PR #115, opened 2021-08-31
[fuzz] Make make_fuzz_safe! compose better

mcy:
make_fuzz_safe! is used to generate 'static versions of structs, so
that they can derive() the Arbitrary trait. Unfortunately, the existing
mechanism was quite hacky, and did not make appropriate use of the trait
system. This commit refactors it into a trait-friendly version.


mcy:
Dear reviewer: all of the regenerated Rust files in fuzz/ can be ignored.

jrvanwhy (approved):

alistair23 (approved):

PR #121, opened 2021-09-08
[protocol] Parse manifest flags into structs

### LINKED ISSUE #60: Provide flags structs for `manifest::owned::Pfm`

:::::

▶ **Exercise brief**:
Search each line of the data above for "into", and copy the lines where it occurs.

▶ **Solved exercise**:
system. This commit refactors it into a trait-friendly version.
[protocol] Parse manifest flags into structs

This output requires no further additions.